Question

initial value problem:
\[y y'=x\textrm{e}^{-y^2}\qquad y(0)=2\]

Answer 1

\[y y'=x\textrm{e}^{-y^2}\qquad y(0)=2\]

Answer 2

What type of equation is this?

Answer 3

hell if I know, short of a differential equation.

Answer 4

You want to do whats called separation of variables, im writing it out on paper, i'll post in a sec.

Answer 5

so far ive got \[e^{y^2}=x^2\]

Answer 6

\[y=\sqrt(2\ln(x))\]

Answer 7

Dang it, I always complicate things! I was thinking it was some kind of Bernoulli lol

Answer 8

Forgot constants.
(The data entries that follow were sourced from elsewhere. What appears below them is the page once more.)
PR #482, opened 2017-05-11
Transactions cases

rmisio:
This PR implements the Cases tab on the transactions page.

This PR also adjusts to the updated order states and should be tested and merged in conjunction with this [server PR](https://github.com/OpenBazaar/openbazaar-go/pull/526).


js/utils/currency.js
```diff
@@ -153,7 +153,7 @@ export function formatCurrency(amount, currency, options) {
     // out with the appropriate Bitcoin symbol
     const formattedAmount = new Intl.NumberFormat(opts.locale, {
       minimumFractionDigits: 0,
-      maximumFractionDigits: 6,
+      maximumFractionDigits: 8,
```
rmisio: Ended up restoring this to ensure we're showing prices in their full precision. Had a talk with Wolf and the problem with rounding up, which likely results in an overpayment is that, while the amount it round up is for the most part insignificant (a fraction of a cent currently)... that is variable based on the current BTC / fiat exchange rate and also dependent on the purchasing power were you spend money.

In other words, a 1/5 cent overpayment may turn into a 1 cent overpayment if the BTC price hits a jet and a 1 cent overpayment may be a big deal to people who make a dollar a day.

PR #491, opened 2017-05-22
Order detail discussion

rmisio:
This PR completes the Discussion tab on the Order Detail overlay.

It should be test and merged in conjunction with this [server PR](https://github.com/OpenBazaar/openbazaar-go/pull/534).


rmisio:
@morebrownies One note on this one... we've decided to punt on the message read indicator for the discussion tab, since there are complications with this being a group chat. Basically, the server would have to be refactored to keep track of which chat participant read the message. Also, the design would need to be refactored as well... for example, let's say you're the buyer and the message has the little green border... does that mean it was read by the moderator, vendor or both.

Anyways, I'm not sure such an indicator works on a group chat.

morebrownies:
>  Basically, the server would have to be refactored to keep track of which chat participant read the message. 

ah ok :(

>  Also, the design would possibly need some adjustment as well... for example, let's say you're the buyer and the message has the little green border... does that mean it was read by the moderator, vendor or both.

FWIW the unread indicators were intended to display which messages were previously unread by you. So in your example above, if you're the buyer, and the vendor already read the most recent message, you (the buyer) would still see the green indicator because they haven't read it yet.

styles/modules/modals/_orderDetail.scss
```diff
@@ -1,5 +1,223 @@
...
+        transform: translate(-50%, 0);
+      }
+    }
+
+    .convoMessagesWindow {
+      padding: $padLg;
+      overflow-x: hidden;
+      overflow-y: auto;
+      max-height: 375px;
+      min-height: 375px;
```
jjeffryes: That's interesting. Why set the min and max height to the same number, instead of using height?

rmisio: Yeah, I'll switch it to just height. The min / max height approach was needed on tables since the table only occasionally honored the non min / max value... but that's probably a tables only quirk.

styles/modules/modals/_orderDetail.scss
```diff
@@ -1,5 +1,223 @@
...
+
+      .chatConvoMessages {
+        padding: 10px 0;
+
+        .convoMessage {
+          .msgContentBox {
+            padding: 13px;
+            margin-top: 3px;
+            display: inline-block;
+            max-width: 186px;
```
rmisio: Yes, good catch. That other value came from the regular chat css.

PR #495, opened 2017-05-23
Various fixes

rmisio:
- Fixing issue where the transactions table was not correctly sorting by date ('newest' would sort by 'oldest' and vice versa). 
- Fixing a bug that was preventing the Edit / Create Listing modal from validating that a coupon with a fixed price cannot exceed the listing price.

That is quite impressive you scan a handwritten working.

Answer 9

Sometimes its faster for me than typing in LaTeX lol.

Answer 10

I got \[C = e^4\] and \[y = sqrt(2ln(x^2+e^4))\]

Answer 11

incorrect

Answer 12

i dont think that 2 belongs there.

Answer 13

\[\sqrt{\log(x^{2}} + e ^{4})\]

Answer 14

lol you are correct. I pulled it down from the log but then . . . didnt. w/e answer is correct now. Thanks!